E' stata conferita nei giorni scorsi dal sindaco Mastrosanti al consigliere Franco D'Uffizi, presidente dell'Assise comunale, la delega a Personale, Polizia locale e Protezione civile nel proseguimento del lavoro svolto da D'Uffizi nel corso dell'Amministrazione del sindaco Stefano Di Tommaso.

Ma questi sembrano, stando a rumors e mal di pancia, i giorni giusti per l'attesa consegna della delega esterna alle Mura cosiddette del "Valadier", al museo Tuscolano ed alle Scuderie Aldobrandini ed ai "Grandi eventi" (escluso l'8 settembre) all'ex sindaco Franco Posa. Una delega che Posa chiede da tempo e che una volta conclusa l'assegnazione delle deleghe ai consiglieri, il sindaco Mastrosanti dovrebbe affrontare.

 

Il problema, come segnalato nel nostro articolo di qualche giorno fa è la convivenza di Posa con l'assessora alla Cultura Emanuele Bruni, una Bruni che - inevitabilmente - uscirebbe decisamente impoverita dall'eventuale storno dalle proprie competenze di quell che potrebbero finire nelle tasche dell'ancora potente ex primo cittadino.  (LEGGI l'articolo del 28 agosto).

Quello delle deleghe esterne non è il solo potenziale dente dolente per il sindaco. Se sul piano operativo sono tante e tali le cose da fare che le questioni conviene affrontarle una per una, sul piano degli equilibri interni la gestione della vastissima squadra allestita per sbaragliare la concorrenza (effettivamente sbaragliata) non è banale.

E così a rappresentare una potenziale fonte di tensioni è la pesante presenza nella squadra della famiglia Gori che conta tre pezzi da novanta piazzati nei gangli vitali della maggioranza: il primo, Claudio Gori, è il vice sindaco e il più pesante degli assessori della Giunta.

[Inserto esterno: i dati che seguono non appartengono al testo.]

PR #3643, opened 2024-05-26
Update third-party libraries

ducvietcao:
This is part one of porting sqlitebrowser to Qt6.

Updating QCustomPlot, QHexEdit, and QScintilla is necessary for compiling with Qt6.

Updating nlohmann-json was not necessary, but shouldn't hurt. I also updated its CMakeLists.txt such that you can link against your system-wide installation of nlohmann-json.


libs/qscintilla/scintilla/lexlib/LexAccessor.h
```diff
@@ -163,7 +163,7 @@ class LexAccessor {
 	void ColourTo(Sci_PositionU pos, int chAttr) {
 		// Only perform styling if non empty range
 		if (pos != startSeg - 1) {
-			assert(pos >= startSeg);
+			//assert(pos >= startSeg);
```
justinclift, line 166: Oh, was this commented out upstream, or a manual change? :smile:

ducvietcao: That's an upstream change. 

The only change that I have made compared to the original tarball is to remove most lexers, matching the current selection.

To be precise:
* delete several `scintilla/lexers/Lex*.cpp`, `src/Qsci/qscilexer*.h`, `src/qscilexer*.cpp`
* remove entries from `scintilla/src/Catalogue.cpp`
* Write custom CMakeLists.txt

justinclift:
Looking through this, it's going to be *super* hard to review this PR properly because it's so huge. :frowning:

How feasible is it for you to break it into self contained chunks, one per PR?  I'm kind of thinking (for example) one for QCustomPlot, one for QHexEdit, one for QScintilla, etc.

Would that be workable? :smile:

ducvietcao:
> Looking through this, it's going to be _super_ hard to review this PR properly because it's so huge. 😦

Yes, it's huge, but I literally just copied code from upstream. Only the CMakeLists.txt are written by me. These are the upstream tarballs I have used:

- QCustomPlot: https://www.qcustomplot.com/release/2.1.1/QCustomPlot-source.tar.gz
- QHexEdit: https://github.com/Simsys/qhexedit2/archive/refs/tags/v0.8.9.tar.gz
- QScintilla: https://www.riverbankcomputing.com/static/Downloads/QScintilla/2.14.1/QScintilla_src-2.14.1.tar.gz
- JSON: https://github.com/nlohmann/json/releases/download/v3.11.3/json.tar.xz

If you diff my branch against them, then you will see that they source files are exactly same (except for one QScintilla file where I removed the lexers). Do you really want to review all third-party code?

Anyway, maybe we should just switch to CMake's FetchContent feature instead of cluttering this project with thousands of lines of third-party code.

justinclift:
> switch to CMake's FetchContent feature

Heh Heh Heh.  Didn't even know it existed.  But yeah, that could be the right approach too. :smile:

ducvietcao:
OK, let's pause this PR for now until I present a cleaner alternative.

lucydodo:
We are closing this PR because some time ago we added support for Qt 6.
The merge didn't happen, but we appreciate your efforts. :)

PR #3690, opened 2024-07-23
Update winget-releaser to latest

vedantmgoyal9:


.github/workflows/winget.yml
```diff
@@ -6,10 +6,9 @@ on:
 
 jobs:
   publish:
-    # Action can only be run on windows
-    runs-on: windows-latest
+    runs-on: ubuntu-latest
     steps:
-      - uses: vedantmgoyal2009/winget-releaser@v2
+      - uses: vedantmgoyal9/winget-releaser@main
```
lucydodo, line 11: Accout names are similar, did you change your GitHub account name recently?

Il secondo, Mario Gori, è il vero spin doctor di una lista che ha fatto letteralmente bingo piazzando nell'Esecutivo non solo il citato potente assessore al Bilancio e al Patrimonio ma anche Claudio Marziale, altra vecchia conoscenza della politica locale e da qualche settimana delegato allo Sport ed alla Viabilità. Il terzo pezzo si chiama Arianna Gori, fresca consigliera comunale e capofila di un gruppetto di eletti che vede in linea anche Marco Lonzi e, potenzialmente, quel Roberto Gherardi De Candei sempre considerato il "delfino" di Franco Posa ma di fatto non distante dai Gori.

Insomma, un centro di potere interno col quale Mastrosanti deve rapportarsi con grande attenzione. E con altrettanta autorità.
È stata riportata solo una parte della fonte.